→ **WORK TO BE COMPLETED**
A single number is needed: how many lines of the data below contain "sense".

→ **SUPPLIED RECORDS**
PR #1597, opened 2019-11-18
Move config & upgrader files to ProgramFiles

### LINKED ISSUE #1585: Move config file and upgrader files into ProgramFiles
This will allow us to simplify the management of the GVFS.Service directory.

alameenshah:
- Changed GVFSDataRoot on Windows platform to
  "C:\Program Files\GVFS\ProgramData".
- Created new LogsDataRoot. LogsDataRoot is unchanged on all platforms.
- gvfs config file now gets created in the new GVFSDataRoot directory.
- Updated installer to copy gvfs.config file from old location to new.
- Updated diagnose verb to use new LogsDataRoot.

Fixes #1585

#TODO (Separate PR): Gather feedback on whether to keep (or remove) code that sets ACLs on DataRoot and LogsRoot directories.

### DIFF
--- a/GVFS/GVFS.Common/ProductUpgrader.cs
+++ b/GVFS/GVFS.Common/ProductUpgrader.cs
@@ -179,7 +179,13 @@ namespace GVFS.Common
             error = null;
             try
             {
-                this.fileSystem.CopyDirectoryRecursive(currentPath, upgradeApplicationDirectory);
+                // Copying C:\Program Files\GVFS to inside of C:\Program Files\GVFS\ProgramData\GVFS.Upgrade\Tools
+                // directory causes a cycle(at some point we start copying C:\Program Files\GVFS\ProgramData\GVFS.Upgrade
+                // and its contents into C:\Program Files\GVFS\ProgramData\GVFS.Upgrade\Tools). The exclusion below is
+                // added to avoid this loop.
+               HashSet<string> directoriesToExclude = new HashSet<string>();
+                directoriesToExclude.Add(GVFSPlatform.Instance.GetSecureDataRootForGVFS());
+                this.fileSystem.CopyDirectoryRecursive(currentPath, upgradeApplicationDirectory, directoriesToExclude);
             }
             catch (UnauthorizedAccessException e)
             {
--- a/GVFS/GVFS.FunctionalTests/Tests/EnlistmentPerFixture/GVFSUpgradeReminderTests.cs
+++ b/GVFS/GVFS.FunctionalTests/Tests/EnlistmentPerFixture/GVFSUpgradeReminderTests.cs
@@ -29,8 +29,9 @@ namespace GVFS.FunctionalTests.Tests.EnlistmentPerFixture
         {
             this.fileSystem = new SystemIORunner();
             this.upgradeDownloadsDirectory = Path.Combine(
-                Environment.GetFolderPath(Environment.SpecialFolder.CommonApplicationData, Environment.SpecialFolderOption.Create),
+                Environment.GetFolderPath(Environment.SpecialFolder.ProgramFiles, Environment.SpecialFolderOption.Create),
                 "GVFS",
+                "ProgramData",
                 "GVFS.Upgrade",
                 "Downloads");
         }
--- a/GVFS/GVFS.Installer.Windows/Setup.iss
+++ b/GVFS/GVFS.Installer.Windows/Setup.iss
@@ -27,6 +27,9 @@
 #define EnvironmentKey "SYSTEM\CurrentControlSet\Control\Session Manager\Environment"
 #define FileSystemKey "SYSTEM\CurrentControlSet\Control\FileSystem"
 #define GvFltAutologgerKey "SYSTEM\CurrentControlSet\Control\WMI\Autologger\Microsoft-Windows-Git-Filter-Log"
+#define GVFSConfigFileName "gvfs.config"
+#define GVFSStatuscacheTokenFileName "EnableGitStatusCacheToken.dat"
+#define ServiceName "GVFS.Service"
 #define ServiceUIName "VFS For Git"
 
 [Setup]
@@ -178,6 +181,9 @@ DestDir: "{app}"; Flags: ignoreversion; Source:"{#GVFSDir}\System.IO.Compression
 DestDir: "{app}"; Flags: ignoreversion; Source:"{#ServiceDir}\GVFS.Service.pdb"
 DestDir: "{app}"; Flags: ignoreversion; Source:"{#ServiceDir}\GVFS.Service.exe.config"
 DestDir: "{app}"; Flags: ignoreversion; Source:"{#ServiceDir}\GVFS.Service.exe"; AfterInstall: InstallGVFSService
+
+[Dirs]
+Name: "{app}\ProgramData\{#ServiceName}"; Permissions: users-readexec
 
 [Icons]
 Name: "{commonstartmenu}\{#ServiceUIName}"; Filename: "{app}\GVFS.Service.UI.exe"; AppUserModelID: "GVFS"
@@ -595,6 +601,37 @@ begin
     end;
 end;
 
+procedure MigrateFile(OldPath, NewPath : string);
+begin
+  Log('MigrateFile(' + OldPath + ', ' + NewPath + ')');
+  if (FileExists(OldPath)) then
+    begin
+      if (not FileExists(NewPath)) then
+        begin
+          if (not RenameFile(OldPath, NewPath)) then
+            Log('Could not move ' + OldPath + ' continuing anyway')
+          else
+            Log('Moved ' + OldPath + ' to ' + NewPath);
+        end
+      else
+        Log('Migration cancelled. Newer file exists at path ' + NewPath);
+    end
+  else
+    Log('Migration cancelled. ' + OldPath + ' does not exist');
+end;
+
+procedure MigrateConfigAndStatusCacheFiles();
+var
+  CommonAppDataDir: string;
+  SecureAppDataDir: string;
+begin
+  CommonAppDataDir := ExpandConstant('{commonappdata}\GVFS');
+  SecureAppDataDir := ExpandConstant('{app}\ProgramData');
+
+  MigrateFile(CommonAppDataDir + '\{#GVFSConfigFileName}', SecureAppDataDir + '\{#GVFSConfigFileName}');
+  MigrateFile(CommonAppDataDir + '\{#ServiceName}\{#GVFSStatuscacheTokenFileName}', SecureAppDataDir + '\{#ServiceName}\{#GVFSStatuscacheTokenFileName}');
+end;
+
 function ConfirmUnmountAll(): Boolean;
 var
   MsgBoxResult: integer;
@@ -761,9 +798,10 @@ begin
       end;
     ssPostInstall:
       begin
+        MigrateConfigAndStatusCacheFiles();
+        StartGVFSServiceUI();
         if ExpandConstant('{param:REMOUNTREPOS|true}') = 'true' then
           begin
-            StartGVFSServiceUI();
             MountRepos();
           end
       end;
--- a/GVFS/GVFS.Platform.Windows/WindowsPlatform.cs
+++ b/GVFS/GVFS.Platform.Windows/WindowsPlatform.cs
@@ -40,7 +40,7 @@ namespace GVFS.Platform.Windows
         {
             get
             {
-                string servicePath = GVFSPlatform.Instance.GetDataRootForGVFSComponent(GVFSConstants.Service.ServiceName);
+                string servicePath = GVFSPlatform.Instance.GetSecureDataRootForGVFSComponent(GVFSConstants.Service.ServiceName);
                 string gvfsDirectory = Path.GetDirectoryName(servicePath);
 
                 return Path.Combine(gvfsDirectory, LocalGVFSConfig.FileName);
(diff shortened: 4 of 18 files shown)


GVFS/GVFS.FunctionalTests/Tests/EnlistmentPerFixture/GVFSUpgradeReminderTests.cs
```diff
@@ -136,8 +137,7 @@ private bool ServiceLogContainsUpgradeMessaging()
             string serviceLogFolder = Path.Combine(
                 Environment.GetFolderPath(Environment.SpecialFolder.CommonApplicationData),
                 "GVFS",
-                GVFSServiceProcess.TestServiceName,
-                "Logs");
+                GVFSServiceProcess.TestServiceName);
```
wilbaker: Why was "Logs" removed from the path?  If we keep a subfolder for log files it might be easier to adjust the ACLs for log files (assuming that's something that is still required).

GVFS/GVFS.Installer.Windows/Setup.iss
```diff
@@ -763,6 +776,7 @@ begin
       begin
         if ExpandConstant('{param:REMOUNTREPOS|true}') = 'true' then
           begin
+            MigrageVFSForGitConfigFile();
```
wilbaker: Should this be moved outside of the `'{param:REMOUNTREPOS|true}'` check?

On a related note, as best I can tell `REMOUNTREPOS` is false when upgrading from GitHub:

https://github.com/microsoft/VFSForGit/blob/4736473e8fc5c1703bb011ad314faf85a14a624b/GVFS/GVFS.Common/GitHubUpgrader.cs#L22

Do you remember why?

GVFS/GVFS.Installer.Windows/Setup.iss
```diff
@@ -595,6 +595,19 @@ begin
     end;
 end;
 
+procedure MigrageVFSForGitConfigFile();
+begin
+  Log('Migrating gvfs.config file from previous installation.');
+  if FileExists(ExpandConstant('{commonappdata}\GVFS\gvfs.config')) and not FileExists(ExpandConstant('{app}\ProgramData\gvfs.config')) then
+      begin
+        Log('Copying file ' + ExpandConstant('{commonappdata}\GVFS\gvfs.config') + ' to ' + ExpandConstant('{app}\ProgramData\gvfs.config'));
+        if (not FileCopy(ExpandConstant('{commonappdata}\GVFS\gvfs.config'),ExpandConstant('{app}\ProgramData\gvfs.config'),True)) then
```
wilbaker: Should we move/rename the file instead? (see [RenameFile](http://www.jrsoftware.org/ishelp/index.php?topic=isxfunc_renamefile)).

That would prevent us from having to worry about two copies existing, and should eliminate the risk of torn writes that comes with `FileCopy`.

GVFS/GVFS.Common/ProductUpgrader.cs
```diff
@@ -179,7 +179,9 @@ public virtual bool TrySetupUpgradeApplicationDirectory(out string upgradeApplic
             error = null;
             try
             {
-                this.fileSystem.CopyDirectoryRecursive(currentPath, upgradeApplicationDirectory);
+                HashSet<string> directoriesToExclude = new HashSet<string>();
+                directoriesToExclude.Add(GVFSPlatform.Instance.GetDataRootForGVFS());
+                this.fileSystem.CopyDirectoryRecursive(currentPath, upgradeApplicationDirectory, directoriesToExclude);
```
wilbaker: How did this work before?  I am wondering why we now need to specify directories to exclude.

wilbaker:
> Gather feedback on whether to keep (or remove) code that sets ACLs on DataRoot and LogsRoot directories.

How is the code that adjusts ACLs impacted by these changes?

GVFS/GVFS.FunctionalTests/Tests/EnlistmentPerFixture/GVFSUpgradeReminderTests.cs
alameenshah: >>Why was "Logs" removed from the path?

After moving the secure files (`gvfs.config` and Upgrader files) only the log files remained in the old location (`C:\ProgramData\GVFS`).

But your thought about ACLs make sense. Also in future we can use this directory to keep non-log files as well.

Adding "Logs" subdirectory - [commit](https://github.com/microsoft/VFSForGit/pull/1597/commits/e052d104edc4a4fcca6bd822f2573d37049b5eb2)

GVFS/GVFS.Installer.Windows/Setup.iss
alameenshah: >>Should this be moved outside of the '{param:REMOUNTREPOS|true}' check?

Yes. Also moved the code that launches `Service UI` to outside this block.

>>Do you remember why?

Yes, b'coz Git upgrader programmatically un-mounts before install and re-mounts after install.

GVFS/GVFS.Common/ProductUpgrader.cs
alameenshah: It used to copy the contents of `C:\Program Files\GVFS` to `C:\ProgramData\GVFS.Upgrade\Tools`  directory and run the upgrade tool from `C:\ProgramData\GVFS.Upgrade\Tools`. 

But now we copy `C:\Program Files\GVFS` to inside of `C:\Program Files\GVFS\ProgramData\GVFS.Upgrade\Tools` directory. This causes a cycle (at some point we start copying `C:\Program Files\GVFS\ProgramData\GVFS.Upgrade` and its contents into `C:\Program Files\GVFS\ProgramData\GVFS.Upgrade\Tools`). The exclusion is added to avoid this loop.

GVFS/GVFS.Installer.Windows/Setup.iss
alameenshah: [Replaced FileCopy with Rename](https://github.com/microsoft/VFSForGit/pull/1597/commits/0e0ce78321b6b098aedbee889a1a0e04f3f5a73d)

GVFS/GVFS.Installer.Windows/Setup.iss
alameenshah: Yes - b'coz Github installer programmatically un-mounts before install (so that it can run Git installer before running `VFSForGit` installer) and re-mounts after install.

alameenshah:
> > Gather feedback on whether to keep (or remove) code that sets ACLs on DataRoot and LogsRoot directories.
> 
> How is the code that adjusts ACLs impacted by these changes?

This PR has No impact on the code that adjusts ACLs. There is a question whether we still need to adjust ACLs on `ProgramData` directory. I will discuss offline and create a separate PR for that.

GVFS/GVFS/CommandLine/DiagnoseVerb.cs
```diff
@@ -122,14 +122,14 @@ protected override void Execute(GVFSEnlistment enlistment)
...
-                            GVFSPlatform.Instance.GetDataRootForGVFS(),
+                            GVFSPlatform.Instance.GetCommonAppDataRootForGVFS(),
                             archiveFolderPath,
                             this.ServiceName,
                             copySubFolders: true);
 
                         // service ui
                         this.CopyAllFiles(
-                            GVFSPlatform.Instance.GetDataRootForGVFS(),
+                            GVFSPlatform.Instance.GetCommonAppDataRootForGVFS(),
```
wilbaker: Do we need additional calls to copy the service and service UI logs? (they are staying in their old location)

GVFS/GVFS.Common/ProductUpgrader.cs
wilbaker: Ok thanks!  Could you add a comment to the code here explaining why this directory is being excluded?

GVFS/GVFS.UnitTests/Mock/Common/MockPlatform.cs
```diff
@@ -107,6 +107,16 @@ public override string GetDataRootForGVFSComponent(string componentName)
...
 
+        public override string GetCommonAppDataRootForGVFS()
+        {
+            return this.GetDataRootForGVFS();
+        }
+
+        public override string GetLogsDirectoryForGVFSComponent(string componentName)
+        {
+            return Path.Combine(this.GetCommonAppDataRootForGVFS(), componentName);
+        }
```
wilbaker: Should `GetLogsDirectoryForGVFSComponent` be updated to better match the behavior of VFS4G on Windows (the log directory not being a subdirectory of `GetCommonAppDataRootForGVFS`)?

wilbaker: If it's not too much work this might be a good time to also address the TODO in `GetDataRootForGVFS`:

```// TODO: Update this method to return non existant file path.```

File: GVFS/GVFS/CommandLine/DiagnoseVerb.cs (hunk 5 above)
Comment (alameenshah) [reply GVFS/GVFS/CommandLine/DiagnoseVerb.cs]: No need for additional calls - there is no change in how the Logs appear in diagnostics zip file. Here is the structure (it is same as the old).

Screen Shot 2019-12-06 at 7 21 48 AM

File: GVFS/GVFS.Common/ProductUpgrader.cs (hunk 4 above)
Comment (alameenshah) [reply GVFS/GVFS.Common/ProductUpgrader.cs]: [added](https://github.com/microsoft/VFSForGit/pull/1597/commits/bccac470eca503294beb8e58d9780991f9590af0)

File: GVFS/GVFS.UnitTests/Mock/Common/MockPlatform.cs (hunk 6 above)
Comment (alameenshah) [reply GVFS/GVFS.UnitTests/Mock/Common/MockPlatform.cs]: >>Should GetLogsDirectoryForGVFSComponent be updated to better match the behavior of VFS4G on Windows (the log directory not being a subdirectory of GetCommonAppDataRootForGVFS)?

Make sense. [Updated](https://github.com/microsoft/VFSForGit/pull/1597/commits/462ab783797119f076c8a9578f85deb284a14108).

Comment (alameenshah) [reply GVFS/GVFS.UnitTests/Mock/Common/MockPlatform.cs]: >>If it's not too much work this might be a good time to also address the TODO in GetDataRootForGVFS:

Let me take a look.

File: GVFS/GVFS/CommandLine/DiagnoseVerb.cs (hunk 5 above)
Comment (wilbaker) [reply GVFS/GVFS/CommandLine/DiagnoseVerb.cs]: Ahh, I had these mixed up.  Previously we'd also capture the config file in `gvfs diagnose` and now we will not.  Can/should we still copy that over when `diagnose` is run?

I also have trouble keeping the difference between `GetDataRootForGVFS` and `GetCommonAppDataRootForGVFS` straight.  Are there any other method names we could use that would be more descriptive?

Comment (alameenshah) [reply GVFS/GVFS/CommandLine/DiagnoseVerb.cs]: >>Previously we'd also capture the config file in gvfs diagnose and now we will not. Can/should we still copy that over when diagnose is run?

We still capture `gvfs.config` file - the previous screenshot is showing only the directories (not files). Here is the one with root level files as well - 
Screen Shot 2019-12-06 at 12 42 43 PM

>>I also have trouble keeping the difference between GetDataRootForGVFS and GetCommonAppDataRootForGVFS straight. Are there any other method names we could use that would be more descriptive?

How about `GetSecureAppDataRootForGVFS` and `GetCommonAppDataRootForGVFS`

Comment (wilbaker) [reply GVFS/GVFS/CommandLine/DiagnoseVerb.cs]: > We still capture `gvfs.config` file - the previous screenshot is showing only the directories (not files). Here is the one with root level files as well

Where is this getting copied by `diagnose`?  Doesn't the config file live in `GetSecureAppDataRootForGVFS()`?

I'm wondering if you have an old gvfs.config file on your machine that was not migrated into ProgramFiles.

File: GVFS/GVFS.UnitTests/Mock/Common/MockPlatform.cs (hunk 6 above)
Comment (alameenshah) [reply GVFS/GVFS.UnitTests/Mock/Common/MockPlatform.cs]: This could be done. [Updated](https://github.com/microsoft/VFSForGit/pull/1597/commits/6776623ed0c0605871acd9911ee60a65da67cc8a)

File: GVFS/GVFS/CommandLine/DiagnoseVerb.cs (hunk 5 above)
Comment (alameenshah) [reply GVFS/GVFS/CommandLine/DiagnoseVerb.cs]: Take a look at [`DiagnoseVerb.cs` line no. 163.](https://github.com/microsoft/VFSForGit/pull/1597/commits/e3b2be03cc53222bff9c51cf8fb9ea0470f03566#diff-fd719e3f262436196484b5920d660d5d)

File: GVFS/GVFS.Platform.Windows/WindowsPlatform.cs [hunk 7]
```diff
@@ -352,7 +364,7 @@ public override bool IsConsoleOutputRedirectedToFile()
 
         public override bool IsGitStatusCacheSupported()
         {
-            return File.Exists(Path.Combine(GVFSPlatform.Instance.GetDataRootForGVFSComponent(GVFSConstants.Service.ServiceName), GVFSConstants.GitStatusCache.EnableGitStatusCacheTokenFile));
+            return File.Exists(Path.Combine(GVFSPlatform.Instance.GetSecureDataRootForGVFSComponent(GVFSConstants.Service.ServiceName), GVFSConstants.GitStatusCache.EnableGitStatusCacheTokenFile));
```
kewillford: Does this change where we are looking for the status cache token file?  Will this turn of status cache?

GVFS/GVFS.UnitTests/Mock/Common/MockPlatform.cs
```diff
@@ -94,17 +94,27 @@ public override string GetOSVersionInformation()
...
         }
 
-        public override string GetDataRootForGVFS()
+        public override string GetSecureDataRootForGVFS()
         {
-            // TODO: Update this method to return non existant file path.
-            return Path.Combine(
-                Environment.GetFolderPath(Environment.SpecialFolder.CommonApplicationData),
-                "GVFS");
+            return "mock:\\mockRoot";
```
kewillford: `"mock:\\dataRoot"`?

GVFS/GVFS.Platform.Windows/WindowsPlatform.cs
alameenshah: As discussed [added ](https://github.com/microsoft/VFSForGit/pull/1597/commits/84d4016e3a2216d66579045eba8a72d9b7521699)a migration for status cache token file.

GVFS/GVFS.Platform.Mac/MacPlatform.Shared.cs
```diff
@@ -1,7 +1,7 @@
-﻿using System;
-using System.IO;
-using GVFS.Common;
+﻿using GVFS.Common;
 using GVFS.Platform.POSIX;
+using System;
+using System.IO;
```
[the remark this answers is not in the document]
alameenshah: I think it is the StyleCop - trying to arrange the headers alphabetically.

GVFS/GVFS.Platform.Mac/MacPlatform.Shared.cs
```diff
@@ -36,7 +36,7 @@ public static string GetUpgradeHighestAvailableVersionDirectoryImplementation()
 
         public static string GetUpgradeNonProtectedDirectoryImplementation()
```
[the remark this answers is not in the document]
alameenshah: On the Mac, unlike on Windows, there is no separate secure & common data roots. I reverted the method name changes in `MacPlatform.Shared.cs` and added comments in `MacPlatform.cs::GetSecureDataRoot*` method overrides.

→ **SOLUTION FOR THIS PROBLEM**
2